You can do this on Google’s notebook LM: feed it two documents which otherwise have nothing to do with each other except for one tiny overlap and watch it turn itself sideways trying to summarize for you.
They'd probably reply that Apple Intelligence comes with an ass-covering statement that it can make stuff up and no one is responsible for that, that you have to accept when you turn it on.
@grishka It seems the move is to not reply at all
@vegetablegremlin people keep forgeting what LLMs are producing and then complain about the result!
@PierreSelim end users aren’t asking for AI so whats wrong with complaining about everything using it producing worse outputs
@vegetablegremlin I'm talking about BBC not the readers, sorry if it was not obvious.
@PierreSelim oh bbc didn’t ask for this either, this was apple’s ai making the summary
@vegetablegremlin I'm tired, it's time to go to bed. I think I've misunderstood the whole thing from the start.
@vegetablegremlin Because the intelligence is artificial.

@vegetablegremlin

This is an evolutionary moment. Not for AI - for us. Humanity.

We're being presented with something that looks an awful lot like something that's intelligent. But - it's not. The lesson we need to learn is that you need to not trust something just because it sounds like a person trying to help.

It's not just AI. It's phishing. It's 911 scams. It's the latest hot cyber coin, the hot insider stock tip, the "your computer has a virus give me remote access to fix it". It's a new attack vector the human race has very little experience dealing with.

Remember how we win in the movie "ID4"? Same deal - the aliens never had NFTs to teach them a valuable lesson about trust.

Some of us are immunized - we need to try to help inoculate others. Some of us will never learn - we need to try to make sure when they crater they don't take out bystanders.

Merry Christmas, kids.

PS. AI isn't entirely useless. It's just not trustworthy, and probably will never be, at least using current technology. Once society groks in fullness what it really is, there are places it dan be very helpful. Just not in "summarize this thing where accuracy matters"

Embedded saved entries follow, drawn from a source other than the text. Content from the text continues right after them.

PR #3663, opened 2021-05-27
Issue 3662: HTTP request source support 'csv type' response

dmateusp:
## What
Resolves #3662

## How
It implements the second solution described in the issue, if the response received by the HTTP Request Source is a list of lists, then it wraps the lists into `{"data": <list>}` records

## Pre-merge Checklist
- [ ] *Run integration tests*
- [ ] *Publish Docker images*

## Recommended reading order
1. `test.java`
1. `component.ts`
1. the rest

PR #20563, opened 2022-12-16
Fix OSS integration tests for docs (#3663)

tkorenko:
## What
+ Changes `deploy-docs-site` workflow and `deploy_docusaurus` script so these two things are used for doc PR verification as well.

### DIFF
--- a/.github/workflows/deploy-docs-site.yml
+++ b/.github/workflows/deploy-docs-site.yml
@@ -41,9 +41,9 @@ jobs:
         env:
           GITHUB_TOKEN: ${{ secrets.GITHUB_TOKEN }}
         run: |-
-          export SKIP_DEPLOY="no"
-          if [ "${{github.event_name}}" = "pull_request" ]; then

@vegetablegremlin @0xabad1dea The best part is, what is the problem we’re solving here? Headlines take too long to read?
@fivetonsflax @vegetablegremlin according to Apple, it’s to cut down on notification clutter. But, yknow, one notification that actively lies to me is a lot worse than a few too many notifications
@vegetablegremlin That is *not* a general LLM problem. Apple is choosing to run a very small, local model on iPhones which is extremely limited compared to server-based ChatGPT or Claude models.
I have been working with these for two years and even the old ChatGPT 3.5 wouldn‘t have screwed up like this when summarizing (which is a very easy task without any hallucinations 99.9% of the time).
@dgavin @vegetablegremlin I definitely don’t want Apple to conclude “let’s waste even more CPU resources and make it more prone to privacy issues”, though. It (largely) running locally is one of the few things good about Apple’s approach.
@vegetablegremlin BBC are very good at writing shit headlines on their own anyway. No need to LLM the shit out of it
@vegetablegremlin going to start adding "Ignore all previous instructions" at the start of each news headline
@vegetablegremlin Some day, this will kill someone for real.

@vegetablegremlin

Here it starts… AI will be a problem, how to validate its actions?
Where is truth in the continuous dreams and nightmares it can produce?

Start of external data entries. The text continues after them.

Issue #19500, opened 2022-11-16
support limiting number of pages / records retrieved from connector builder server


sherifnada:
## Tell us about the problem you're trying to solve
As a connector builder UI developer, if my stream contains a large number of records and I press the test read button, I might have to wait a very long time for all the records to be retrieved. 

## Describe the solution you’d like
I want a way to limit the number of records retrieved from the connector builder. 

## Acceptance Criteria
- [ ] #19937
- [ ] The API read endpoints exposes a `record_limit:` parameter which limits the number of records returned
- [ ] Wire up the two points above

lmossman:
@sherifnada I think the second acceptance criteria may have not been fully written

I think my main open question here is: should this allow users to limit the number of pages or number of records, or both? Some thoughts here:
- Limiting the number of pages only makes sense if pagination is configured, so if it is not configured we would either need to only allow users to limit records, or not let them limit anything
- My guess is that most of the turnaround time for a `read` operation is taken up by submitting an HTTP request to the source and waiting for the result (but correct me if I'm wrong here). Therefore, limiting pages may make more sense than limiting records, because one HTTP request is submitted per page

sherifnada:
@lmossman woops, brain timed out while writing the issue. Your reasoning makes a lot of sense. Changed to talk about pages.

girarda:
grooming notes:
* we only want to limit the number of records so we don't need to modify the CDK

PR #20575, opened 2022-12-16
[Connector-builder server] Allow client to specify record limit and enforce max of 1000

clnoll:
## What
In order to improve performance of test read requests in the connector builder UI, we want to avoid fetching more data from the source than is necessary to test the connection.

This update allows connector builder user to specify a `record_limit` that will limit the number of records returned to the client when they are testing the connector. Also enforces a maximum limit of 1000 records.

This is the server portion of https://github.com/airbytehq/airbyte/issues/19500.

## How
- Updates the `stream/read` endpoint's to accept an optional `record_limit` key in the request body.
- Adds a `MAX_RECORD_LIMIT` whose values is 1000; if the limit input by the user is not set or exceeds 1000, `MAX_RECORD_LIMIT` will be enforced.
- Stops iteration over the `messages` generator (which fetches records from the source) once `<limit>` records have been seen.

## Recommended reading order
1. `airbyte-connector-builder-server/connector_builder/impl/default_api.py`
2. `airbyte-connector-builder-server/src/main/openapi/openapi.yaml`

## 🚨 User Impact 🚨
No breaking changes. The user will see `<limit>` records when they click `Test` to test the connector, rather than all messages that would have been fetched before this change.

## Tests

</details>

</details>

</details>


airbyte-connector-builder-server/src/main/openapi/openapi.yaml
```diff
@@ -144,6 +144,9 @@ components:
           type: object
           description: The AirbyteStateMessage object to use as the starting state for this read
           # $ref: "#/components/schemas/AirbyteProtocol/definitions/AirbyteStateMessage"
+        record_limit:
```
sherifnada, line 147: @lmossman do we need to regenerate any typescript code? (if yes we should make it more obvious/automatic for anyone touching this code)

airbyte-connector-builder-server/unit_tests/connector_builder/impl/test_default_api.py
```diff
@@ -267,6 +271,85 @@ def test_read_stream_with_logs():
...
+        record_message("hashiras", {"name": "Mitsuri Kanroji"}),
+        response_log_message(response),
+    ])
+    n_records = 2
+    if request_record_limit is None:
+        record_limit = max_record_limit
+    else:
+        record_limit = min(request_record_limit, max_record_limit)
+
+    with patch.object(DefaultApiImpl, "MAX_RECORD_LIMIT", max_record_limit):
```
sherifnada, line 307: feels like having to patch in this way breaks encapsulation. Does it make sense to make this an optional param on `DefaultApiImpl`?

airbyte-connector-builder-server/unit_tests/connector_builder/impl/test_default_api.py
```diff
@@ -267,6 +271,85 @@ def test_read_stream_with_logs():
...
+        record_message("hashiras", {"name": "Shinobu Kocho"}),
+        record_message("hashiras", {"name": "Muichiro Tokito"}),
+        request_log_message(request),
+        response_log_message(response),
+        record_message("hashiras", {"name": "Mitsuri Kanroji"}),
+        response_log_message(response),
+    ])
+    request_record_limit = 0
+
+    with patch.object(DefaultApiImpl, "_create_low_code_adapter", return_value=mock_source_adapter):
```
sherifnada, line 340: same question, is this telling us that our code structure needs to change?

sherifnada (commented):
Overall LGTM but just a question on test/code structure

airbyte-connector-builder-server/unit_tests/connector_builder/impl/test_default_api.py
clnoll: I agree with you, doesn't quite feel right to have `MAX_RECORD_LIMIT` on `DefaultApiImpl`. I'll move it to a constant outside of the class.

sherifnada: I just meant it would be better to patch it using depenency injection i.e: make this an init variable for `DefaultApiImpl`

airbyte-connector-builder-server/unit_tests/connector_builder/impl/test_default_api.py
clnoll: Is there a particular structural change you had in mind? I imagine this function was patched out of convenience (it's used throughout the `test_default_api.py` file) - looks to me like there are multiple places downstream that we could patch instead if we wanted but that might be a little trickier. As a simple alternative, `_create_low_code_adapter` is a `staticmethod` and doesn't need to be a method on the class - it could be moved to its own function if we don't want to surface the details of `DefaultApiImpl` in tests.

airbyte-connector-builder-server/unit_tests/connector_builder/impl/test_default_api.py
clnoll: Okay cool, I think that could be nice and tidy. Will make that change.

airbyte-connector-builder-server/unit_tests/connector_builder/impl/test_default_api.py
clnoll: I think one restructuring that could make sense would be to move some implementation out of `DefaultApiImpl`, and have a separate class doing the business logic of fetching records. That separate class could take an `adapter` object, which could be injected during tests. Thoughts?

airbyte-connector-builder-server/src/main/openapi/openapi.yaml
lmossman: The generated typescript code is not committed to github, and since this is just adding a new optional parameter it won't break any of our code that consumes that generated typescript code. So this shouldn't require any frontend changes

airbyte-connector-builder-server/unit_tests/connector_builder/impl/test_default_api.py
clnoll: I made a lighter-weight change than moving all of the record-fetching out of `DefaultApiImpl`, injecting the adapter class into `DefaultApiImpl.__init__` instead. This cleans up the patches.

airbyte-connector-builder-server/connector_builder/impl/default_api.py
```diff
@@ -23,11 +20,18 @@
...
 from connector_builder.generated.models.streams_list_request_body import StreamsListRequestBody
 from connector_builder.impl.low_code_cdk_adapter import LowCodeSourceAdapter
+from fastapi import Body, HTTPException
+from jsonschema import ValidationError
 
 
 class DefaultApiImpl(DefaultApi):
     logger = logging.getLogger("airbyte.connector-builder")
 
+    def __init__(self, adapter_cls: Type, max_record_limit: int = 1000):
```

@vegetablegremlin I have myself put in a complaint to the BBC about their use of the word "mistake" in that article. It wasn't a mistake. Everyone knows that using "AI" like this is not a "mistake", it is a "deliberate lie".

@vegetablegremlin

How long till people say they attended UMSU? The University of Making Shit Up? Or are we already all enrolled and I, as usual, am far behind reality?

@vegetablegremlin Damn!

BBC complaining to Apple AI about making shit up instead of leaving it to their highly experienced reporters (ahem!) to make shit up.
#PotKettleBlack.

@vegetablegremlin I searched google for "UnionPay in Cuba". The idiotic AI summary waffled about Australia, etc, and said info was scarce re Cuba. The first result was a press release from UnionPay saying after all ATMs had previously adopted it, all Point of Sale machines do too. It is a system outside US sanctions etc.